# Former Presbyterian Pastor's Route to Apostacy : Scott Hahn



## jaybird0827 (Nov 8, 2006)

This article has been posted on the Berean Beacon website. The guy behind this website is a former RCC priest.


----------



## Bladestunner316 (Nov 8, 2006)

Ive read one of Richard Bennets tracts from Mt. Zion. I was wondering where does he go to church if you or anyone knows.


----------



## jaybird0827 (Nov 8, 2006)

I knew Richard Bennett when we both lived in the Portland, OR area.
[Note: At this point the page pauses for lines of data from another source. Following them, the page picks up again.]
PR #317, opened 2015-05-28
Character range table attribute

Godin:
Proof of concept of usage CharacterRangeTable attribute for mapping of bytecode branches back to conditions in source code.

### DIFF
--- a/org.jacoco.build/pom.xml
+++ b/org.jacoco.build/pom.xml
@@ -409,6 +409,18 @@
     </pluginManagement>
 
     <plugins>
+      <!-- FIXME(Godin): experimental: -->
+      <plugin>
+        <groupId>org.apache.maven.plugins</groupId>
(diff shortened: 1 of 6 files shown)


Godin:
@marchof Could you take a look please? Some notes:
* I'm not confident in change in MethodSanitizer, but without it label objects not the same at time of reading of attribute and at time of analysis.
* I don't know (yet?) how to integrate this into reports. But message is displayed in console for each uncovered branch as proof of concept. You can observe this on build of JaCoCo itself.
* During initial testing I found that not all branches can be found in attribute, but this is IMO not a problem. For one of examples - "for-each" loop.

marchof:
@Godin How cool is that: I wasn't aware that ASM is extensible for custom attributes. I will have a closer look how this could be integrated in ICoverageNodes and finally reports.

zhaoweiqiii:
now how can we match which branchs was missed?

PR #318, opened 2015-05-28
ClassCoverageImpl should not be part of API

Godin:
I don't see any good reasons for this class to be part of API:
* it is used only by other internal classes and tests
* and IMO not supposed to be used directly outside of JaCoCo - there is public interfaces
* was introduced in public package in first JaCoCo version, but I suppose that this was done by mistake

### DIFF
--- a/org.jacoco.core.test/src/org/jacoco/core/analysis/CounterComparatorTest.java
+++ b/org.jacoco.core.test/src/org/jacoco/core/analysis/CounterComparatorTest.java
@@ -19,6 +19,7 @@ import java.util.Comparator;
 
 import org.jacoco.core.analysis.ICoverageNode.CounterEntity;
 import org.jacoco.core.internal.analysis.CounterImpl;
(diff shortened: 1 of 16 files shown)


Godin:
@marchof could you verify please? Notes:
* No changes for OSGi metadata were done, as all places of use already should have access to the new location of this class, but this wasn't verified by execution in OSGi container, only manually reviewed.
* Not sure that changelog item is good enough.

Godin:
And BTW thanks to @benzonico for pointing this out.

marchof:
@Godin Have you noticed that the class is used within org.jacoco.report bundle? This will fail in OSGi containers, e.g. the EclEmma plugin. Also as an API user if you want to create aggregate nodes this is a quite useful class.

Godin:
@marchof indeed, you're right - I missed usage in AbstractGroupVisitor, the use for aggregate nodes also not obvious - maybe add a comment. In any case I'm closing this ticket as "invalid".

Last I knew he attends a Baptist church.


----------



## Bladestunner316 (Nov 8, 2006)

I was just curious I think he has a good ministry going on to reach catholics.


----------



## Arch2k (Nov 8, 2006)

See this thread for more on Scott Hahn and others like him.

I have been blessed by a series of lectures by Richard Bennett entitled a Conference on Christianity and Roman Catholicism.


----------



## ADKing (Nov 8, 2006)

I sat through several workshops by Richard Bennett while in college in Portland, OR. He also would take college students to do evangelism on Friday nights. The fact that he was a converted priest opened up a lot of opportunities for conversation that others of us might not have had (his Irish accent didn't hurt either!). Mr. Bennett moved from Portland to Texas a few years back, but I still believe he is affiliated with Baptists. I am very grateful for him and his ministry.


----------



## turmeric (Nov 8, 2006)

This is a very sad case. I became aware of it when an eager young Roman Catholic convert attempted to convert me shortly after I became a Christian. That's an interesting tale in itself, however, he gave me an article by Scott Hahn. It sounds like Hahn was confused about the nature of salvation from the get-go. I know the Puritans called justification "the Great Exchange," but what Hahn is talking about is more akin to a Keswick experience or what those kids do when they toss a pinecone into the fire at church camp. We don't "give Christ our sins and accept his forgiveness" in that sense at all.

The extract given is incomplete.